If there is an increase in the cost of metals used to build cars, then the cost of production increases and the supply curve shifts to the left with no change in demand. Then the equilibrium price increases and equilibrium quantity decreases.
But if there is an increase in the price of gasoline, then the demand for new cars would decrease because gasoline and cars are complementary goods and the demand curve for new cars would shift to the left. As a result, the equilibrium price of new cars would decrease and the equilibrium quantity of new cars sold will drop.
So, option C is the correct answer.
QUESTION 22 Suppose the price of oranges rises. Then we would expect the supply of oranges to:
Answer – If the price of orange rises, then we would expect the supply of oranges to stay the same (Option D). This can be derived from the upward sloping supply curve that as price of oranges increases, the quantity supplied would increase. So, movement would occur along the supply curve. There would be no shift in the supply curve.

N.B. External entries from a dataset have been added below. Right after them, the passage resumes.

PR #1155, opened 2021-06-11
SALEOR-3521 - replaced skeleton placeholder in warehouse list view

SektorDV:
I want to merge this change because the skeleton placeholder for missing shipping zones on warehouse list has been replaced.

### Pull Request Checklist

### Test environment config

### DIFF
--- a/src/warehouses/components/WarehouseList/WarehouseList.tsx
+++ b/src/warehouses/components/WarehouseList/WarehouseList.tsx
@@ -132,7 +132,7 @@ const WarehouseList: React.FC<WarehouseListProps> = props => {
               className={classes.tableRow}
               hover={!!warehouse}
               onClick={warehouse ? onRowClick(warehouse.id) : undefined}
-              key={warehouse ? warehouse.id : "skeleton"}
+              key={warehouse ? warehouse.id : "n/a"}
               data-test="warehouseEntry"
               data-testid={warehouse?.name.toLowerCase().replace(" ", "")}
             >
@@ -142,7 +142,7 @@ const WarehouseList: React.FC<WarehouseListProps> = props => {
               <TableCell className={classes.colZones} data-test="zones">
                 {mapEdgesToItems(warehouse?.shippingZones)
                   .map(({ name }) => name)
-                  .join(", ") || <Skeleton />}
+                  .join(", ") || "-"}
               </TableCell>
               <TableCell className={classes.colActions}>
                 <div className={classes.actions}>
--- a/src/warehouses/components/WarehouseList/WarehouseList.tsx
+++ b/src/warehouses/components/WarehouseList/WarehouseList.tsx
@@ -132,7 +132,7 @@ const WarehouseList: React.FC<WarehouseListProps> = props => {
               className={classes.tableRow}
               hover={!!warehouse}
               onClick={warehouse ? onRowClick(warehouse.id) : undefined}
-              key={warehouse ? warehouse.id : "n/a"}
+              key={warehouse ? warehouse.id : "skeleton"}
               data-test="warehouseEntry"
               data-testid={warehouse?.name.toLowerCase().replace(" ", "")}
             >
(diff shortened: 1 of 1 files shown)


patrys:
Task linked: [SALEOR-3521 Add something instead of skeleton to warehouse list when no shipping zones added to a warehouse](https://app.clickup.com/t/2549495/SALEOR-3521)

orzechdev (changes requested):
Please also update test snapshots with `npm run test -- -u`

src/warehouses/components/WarehouseList/WarehouseList.tsx
```diff
@@ -132,7 +132,7 @@ const WarehouseList: React.FC<WarehouseListProps> = props => {
               className={classes.tableRow}
               hover={!!warehouse}
               onClick={warehouse ? onRowClick(warehouse.id) : undefined}
-              key={warehouse ? warehouse.id : "skeleton"}
+              key={warehouse ? warehouse.id : "n/a"}
```
dominik-zeglen, line 135: Unnecessary

src/warehouses/components/WarehouseList/WarehouseList.tsx
```diff
@@ -142,7 +142,7 @@ const WarehouseList: React.FC<WarehouseListProps> = props => {
               <TableCell className={classes.colZones} data-test="zones">
                 {mapEdgesToItems(warehouse?.shippingZones)
                   .map(({ name }) => name)
-                  .join(", ") || <Skeleton />}
+                  .join(", ") || "-"}
```
dominik-zeglen, line 145: Skeleton should remain visible when page is loading and data is `undefined`, dash symbol should be displayed only if `mapEdtesToItems` returns `[]`.

dominik-zeglen (changes requested):

src/warehouses/components/WarehouseList/WarehouseList.tsx
SektorDV: I'm not sure if that's applicable though? When the data is still loading, the entire list and all its fields are unpopulated:
image

src/warehouses/components/WarehouseList/WarehouseList.tsx
```diff
@@ -140,9 +140,13 @@ const WarehouseList: React.FC<WarehouseListProps> = props => {
...
-                {mapEdgesToItems(warehouse?.shippingZones)
-                  .map(({ name }) => name)
-                  .join(", ") || <Skeleton />}
+                {disabled ? (
+                  <Skeleton />
+                ) : (
+                  mapEdgesToItems(warehouse?.shippingZones)
+                    ?.map(({ name }) => name)
+                    .join(", ") || "-"
+                )}
```
dominik-zeglen, line 149: Why using disabled here?

```suggestion
                {warehouse?.shippingZones === undefined ? (
                  <Skeleton />
                ) : (
                  mapEdgesToItems(warehouse?.shippingZones).map(({ name }) => name)
                    .join(", ") || "-"
                )}
```

It would be even nicer to extract `mapEdgesToItems(warehouse?.shippingZones)` to separate variable

SektorDV: i used `disabled` because it's assigned the value of `loading` a few levels up, and i need it to know whether the item has finished loading. i wanted to avoid introducing another prop which would end up having the same value as `disabled`. seeing as how there seems to be an ongoing discussion on the topic elsewhere, i might end up doing it anyway.

dominik-zeglen: I'm strongly against using `disabled` as a loading state only because it's dependent on `loading` a few levels higher. `warehouse?.shippingZones === undefined` is the only case when skeleton should be displayed.

dominik-zeglen (changes requested):

dominik-zeglen (approved):

orzechdev (approved):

QUESTION 23 Suppose you observe the price of new cars falling while the quantity of new cars increased. This can be explained by
Answer – As I have discussed in Question 21, that the price of new cars would fall while the quantity of new cars would increase when there is a decrease in production cost. The producers can produce the same quantity at a reduced price and so their supply to the market increases. The supply curve would shift to the right without any shift the demand curve and the resultant effect would be that the equilibrium price increases and equilibrium quantity decreases.
So, Option A is the correct answer.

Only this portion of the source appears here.